**Input data**:

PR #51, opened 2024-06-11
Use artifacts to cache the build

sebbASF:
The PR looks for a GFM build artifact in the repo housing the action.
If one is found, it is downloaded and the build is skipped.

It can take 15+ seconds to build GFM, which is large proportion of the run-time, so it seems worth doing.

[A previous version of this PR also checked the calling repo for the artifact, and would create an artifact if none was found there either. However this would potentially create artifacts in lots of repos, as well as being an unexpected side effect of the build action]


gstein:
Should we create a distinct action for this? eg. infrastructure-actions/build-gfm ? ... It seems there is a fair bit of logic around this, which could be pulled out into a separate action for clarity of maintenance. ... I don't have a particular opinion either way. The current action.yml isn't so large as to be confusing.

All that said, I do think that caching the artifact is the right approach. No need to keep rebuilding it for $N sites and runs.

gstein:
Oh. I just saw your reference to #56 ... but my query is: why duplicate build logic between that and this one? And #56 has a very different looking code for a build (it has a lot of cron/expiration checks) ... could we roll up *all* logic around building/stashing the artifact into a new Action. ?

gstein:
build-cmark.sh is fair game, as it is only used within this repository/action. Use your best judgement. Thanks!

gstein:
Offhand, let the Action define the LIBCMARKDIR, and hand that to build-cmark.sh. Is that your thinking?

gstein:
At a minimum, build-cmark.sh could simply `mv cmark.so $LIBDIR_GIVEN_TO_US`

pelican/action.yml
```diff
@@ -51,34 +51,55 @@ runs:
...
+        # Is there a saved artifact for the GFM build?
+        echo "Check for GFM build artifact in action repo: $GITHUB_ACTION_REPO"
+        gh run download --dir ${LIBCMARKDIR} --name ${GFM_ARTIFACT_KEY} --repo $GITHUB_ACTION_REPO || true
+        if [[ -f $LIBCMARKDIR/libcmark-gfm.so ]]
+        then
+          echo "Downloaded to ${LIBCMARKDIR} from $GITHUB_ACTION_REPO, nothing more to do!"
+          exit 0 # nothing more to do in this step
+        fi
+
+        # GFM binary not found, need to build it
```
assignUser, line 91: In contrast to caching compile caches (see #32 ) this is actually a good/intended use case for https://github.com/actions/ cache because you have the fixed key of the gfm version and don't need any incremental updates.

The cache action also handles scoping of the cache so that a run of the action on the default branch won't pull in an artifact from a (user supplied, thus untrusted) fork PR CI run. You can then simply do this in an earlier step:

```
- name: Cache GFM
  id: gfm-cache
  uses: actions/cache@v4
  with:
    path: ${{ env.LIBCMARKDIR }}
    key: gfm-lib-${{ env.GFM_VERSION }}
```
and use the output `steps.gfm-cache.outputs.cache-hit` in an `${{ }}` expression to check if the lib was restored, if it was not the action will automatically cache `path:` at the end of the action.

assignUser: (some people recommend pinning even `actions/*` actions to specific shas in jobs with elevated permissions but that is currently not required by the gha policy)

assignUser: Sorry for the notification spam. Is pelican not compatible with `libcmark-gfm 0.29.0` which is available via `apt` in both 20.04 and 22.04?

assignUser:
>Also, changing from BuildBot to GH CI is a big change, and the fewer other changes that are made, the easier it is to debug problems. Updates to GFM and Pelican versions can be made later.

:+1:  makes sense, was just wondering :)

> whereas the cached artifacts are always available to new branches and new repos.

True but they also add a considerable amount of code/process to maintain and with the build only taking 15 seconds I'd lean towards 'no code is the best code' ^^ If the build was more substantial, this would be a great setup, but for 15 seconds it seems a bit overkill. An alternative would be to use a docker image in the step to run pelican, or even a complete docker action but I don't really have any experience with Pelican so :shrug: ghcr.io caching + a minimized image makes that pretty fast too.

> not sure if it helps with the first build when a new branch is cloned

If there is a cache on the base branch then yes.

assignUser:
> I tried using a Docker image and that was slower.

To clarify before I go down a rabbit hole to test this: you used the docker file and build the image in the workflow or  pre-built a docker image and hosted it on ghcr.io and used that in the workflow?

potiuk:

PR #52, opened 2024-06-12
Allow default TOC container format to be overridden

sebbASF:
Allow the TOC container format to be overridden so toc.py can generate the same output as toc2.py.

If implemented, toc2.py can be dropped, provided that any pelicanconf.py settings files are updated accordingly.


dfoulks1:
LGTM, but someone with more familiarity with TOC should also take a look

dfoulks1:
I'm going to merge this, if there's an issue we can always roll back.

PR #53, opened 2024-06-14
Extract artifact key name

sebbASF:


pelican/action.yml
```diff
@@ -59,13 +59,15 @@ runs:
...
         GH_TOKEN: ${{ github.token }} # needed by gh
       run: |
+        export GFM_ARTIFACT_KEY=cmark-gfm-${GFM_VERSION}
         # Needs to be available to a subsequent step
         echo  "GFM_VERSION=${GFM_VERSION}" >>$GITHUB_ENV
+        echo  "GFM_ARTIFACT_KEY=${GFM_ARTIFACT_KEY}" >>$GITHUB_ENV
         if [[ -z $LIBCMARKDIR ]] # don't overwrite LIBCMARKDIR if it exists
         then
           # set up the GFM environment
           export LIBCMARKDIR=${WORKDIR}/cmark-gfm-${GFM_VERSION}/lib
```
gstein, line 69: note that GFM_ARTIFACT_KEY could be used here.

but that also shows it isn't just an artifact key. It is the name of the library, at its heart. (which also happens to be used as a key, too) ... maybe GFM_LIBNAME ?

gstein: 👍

**Exercise brief**: Determine the number of lines in the listing that hold the word "available", and supply that number and nothing further.

**Result of the exercise**: 3